Architectural Pillar — How It Works
How It Actually Works.
Three legs: a layer that connects to every system you run, an engine that orchestrates AI across them, and a control plane that governs everything. Without all three, AI doesn’t scale or pass an audit.
Model routing · Agents · Workflows · Conversation
Integration fabric · APIs · DB · Queues · Files · Edge
Identity · Audit · Cost · Safety · Lifecycle
One layer. Three legs. Every system addressable.
There Is No Such Thing As Plug-and-Play Enterprise AI.
Every enterprise AI failure has the same root cause.
A team buys a model. Connects it to one system. Sees a demo work. Tries to scale it. Hits five problems at once: the model can’t see the rest of the data, the workflows don’t span the right systems, the AI can’t take action, the security team blocks it, the cost spirals, and nobody can audit what it did. The team blames the model. The model is fine. The infrastructure underneath it is missing.
Enterprise AI is not an app. It is not a chatbot. It is not a prompt engineer with API keys. Enterprise AI is infrastructure — and infrastructure has components. A layer that connects AI to your existing systems. An engine that orchestrates how AI operates across them. A control plane that governs what AI does, who can use it, and what data it sees. BrainPack provides all three as one layer.
The Three Legs.
Every BrainPack deployment stands on three legs. Drop any one and the whole thing falls over.
The integration layer.
Wires AI to every system you run. ERPs, CRMs, databases, files, voice, email, custom apps. Reads. Writes. Real-time and batch. APIs, webhooks, queues, direct DB, even screen-level.
The execution engine.
Routes work to the right model, agent, workflow. Coordinates multi-step actions. Handles retries, escalations, handoffs. Turns "ask a question" into "complete a task."
The control plane.
Decides what AI can see, do, and where it runs. Enforces deployment mode. Audits every action. Inherits your existing identity, security, and compliance frameworks.
Leg One. Connect.
AI without connectivity is a toy. The layer that makes AI useful is the layer that wires it into the systems your business actually runs on.
Unified data fabric
Schema reconciliation · cleaning · identity-aware retrieval
Operating layer
AI sees one business
No ‘supported systems’ list — patterns: API · DB · queue · file · screen.
Four source categories
Modern systems with APIs
ERPs (SAP S/4HANA, Oracle Cloud, NetSuite, Dynamics 365, Priority, Sage Intacct, Odoo, Workday), CRMs (Salesforce, HubSpot, Zoho), HCMs (Workday, BambooHR, ADP), commerce (Shopify, WooCommerce, Magento), helpdesks (Zendesk, Intercom, ServiceNow), warehouses (Snowflake, BigQuery, Databricks). REST, GraphQL, webhooks.
Legacy on-premise systems
SAP ECC, Oracle EBS, NAV, Magic, AS/400, custom apps from 2003 nobody understands anymore. Through APIs if they have them. Through databases (ODBC, JDBC, direct SQL) if they don't. Through message queues (RabbitMQ, Kafka, IBM MQ). Through file drops (SFTP, EDI, flat files).

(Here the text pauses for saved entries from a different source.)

PR #35, opened 2023-04-19
Create image

flsh86:


benzwreck (approved):

core/src/main/scala/sttp/openai/OpenAi.scala
```diff
@@ -95,11 +108,17 @@ class OpenAi(authToken: String) {
 }
 
 private object OpenAIEndpoints {
+  private val ImageEndpointBase: Uri = uri"https://api.openai.com/v1/images"
```
kciesielski, line 111: :ok_hand:

core/src/main/scala/sttp/openai/requests/images/ImageCreationRequestBody.scala
```diff
@@ -0,0 +1,96 @@
...
+  sealed abstract class Size(val value: String)
+
+  object Size {
+    case object Small extends Size("256x256")
+
+    case object Medium extends Size("512x512")
+
+    case object Large extends Size("1024x1024")
+
+    case class Custom(customSize: String) extends Size(customSize)
```
kciesielski, line 64: **suggestion:** Please add a Scaladoc comment like "Use only as a workaround if API supports a format that's not yet predefined as a case object of Size. Otherwise, a custom format would be rejected. See (link here) for current list of supported formats."

core/src/main/scala/sttp/openai/requests/images/ImageCreationRequestBody.scala
```diff
@@ -0,0 +1,96 @@
...
+      .readwriter[ujson.Value]
+      .bimap[Size](
+        _.value,
+        jsonValue =>
+          SnakePickle.read[ujson.Value](jsonValue) match {
+            case Str(value) =>
+              withValue(value) match {
+                case Some(size) => size
+                case None       => NotSupportedSize
+                // TODO
```
kciesielski, line 85: **suggestion:** I think adding a NotSupportedSize type may be misleading. The `Size` type will be used almost exclusively for requests and we don't want to confuse users with giving them such an option. Maybe we can deserialize to a `Custom` format here?

kciesielski (approved):

PR #37, opened 2023-04-20
List fine tunes endpoint implementation

benzwreck:
Should be merged after #34

### DIFF
--- a/core/src/main/scala/sttp/openai/Main.scala
+++ b/core/src/main/scala/sttp/openai/Main.scala
@@ -1,16 +1,13 @@
 package sttp.openai
 
 import sttp.client4._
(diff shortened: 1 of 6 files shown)


kciesielski (approved):

core/src/main/scala/sttp/openai/Main.scala
```diff
@@ -6,8 +6,9 @@ object Main extends App {
   val backend: SyncBackend = DefaultSyncBackend()
 
   val openAi: OpenAi = new OpenAi("sk-")
```
flsh86, line 8: Let's maybe not modify the main, idealiy would be to clear it or leave it as it was?

PR #41, opened 2023-04-21
Implement create embeddings endpoint

### LINKED ISSUE #40: Create embeddings
Given uri:
https://api.openai.com/v1/embeddings

Create sttp POST endpoint + tests

Docs reference
https://platform.openai.com/docs/api-reference/embeddings

benzwreck:
Closes #40


core/src/main/scala/sttp/openai/requests/embeddings/EmbeddingsResponseBody.scala
```diff
@@ -0,0 +1,33 @@
...
+import sttp.openai.json.SnakePickle
+
+object EmbeddingsResponseBody {
+  case class EmbeddingData(
+      `object`: String,
+      index: Int,
+      embedding: Seq[Double]
+  )
+  object EmbeddingData {
+    implicit val embeddingDataReader: SnakePickle.Reader[EmbeddingData] = SnakePickle.macroR[EmbeddingData]
```
adamw, line 12: [minor] Maybe it would be enough to call `SnakePickle.macroR` (no type parameter - it's inferred)
[question] is `macroR` a upickle-defined method? the name is the quite poor ;) (it should be `derived` or sth like that, it's not interesting that it's a macro)

benzwreck: `[minor] Maybe it would be enough to call SnakePickle.macroR (no type parameter - it's inferred)`
I guess not, compiler complains:
```
[error] 12 |    implicit val embeddingDataReader = SnakePickle.macroR[EmbeddingData]
[error]    |                 ^
[error]    |                type of implicit definition needs to be given explicitly
```
`[question] is macroR a upickle-defined method? the name is the quite poor ;) (it should be derived or sth like that, it's not interesting that it's a macro)`
Yes, it is upickle-defined method :)

adamw: > I guess not, compiler complains:

Yeah the type annotation must remain, I meant the type parameter to `macroR`

benzwreck: Oh, you are right. Got rid of them in `embeddings` module for now and will do a clean-up in others in next PR

PR #50, opened 2023-04-25
Implement delete fine-tune model endpoint

### LINKED ISSUE #21: Delete fine-tune model
Given uri:
`https://api.openai.com/v1/models/{model}`

Create sttp DELETE endpoint + tests

Docs reference
https://platform.openai.com/docs/api-reference/fine-tunes/delete-model

benzwreck:
Closes #21

### DIFF
--- a/core/src/main/scala/sttp/openai/OpenAi.scala
+++ b/core/src/main/scala/sttp/openai/OpenAi.scala
@@ -13,7 +13,7 @@ import sttp.openai.requests.embeddings.EmbeddingsRequestBody.EmbeddingsBody
 import sttp.openai.requests.embeddings.EmbeddingsResponseBody.EmbeddingResponse
 import sttp.openai.requests.files.FilesResponseData._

Unstructured & semi-structured
Email mailboxes (Microsoft 365, Google Workspace, Exchange). Document repositories (SharePoint, Drive, Box, Dropbox). Spreadsheets — yes, real ones. WhatsApp Business API. Slack, Teams. PDFs, scanned documents, contracts. Voice transcripts.
Edge & operational
POS systems, IoT devices, factory PLCs, vehicle telematics, customer call recordings, security camera streams, MES platforms. The layer treats every source equally.
Above the connectors sits a unified data fabric — schema reconciliation, cleaning on ingestion, and identity-aware retrieval. When a CFO asks BrainPack a question, the AI only sees data the CFO is allowed to see.
Leg Two.
Orchestrate.
Connecting AI to data is half the work. Making AI act on that data — across multiple systems, in multi-step workflows, with the right model at the right cost — is the other half.
Input
Goal · question · trigger
Model routing
fast · frontier · voice · ZDR
Agent execution
sales · invoice · inventory · …
Multi-system workflow
ERP + Slack + calendar
Conversation
text · voice · dashboards
Right work · right model · right cost · right governance — automatic.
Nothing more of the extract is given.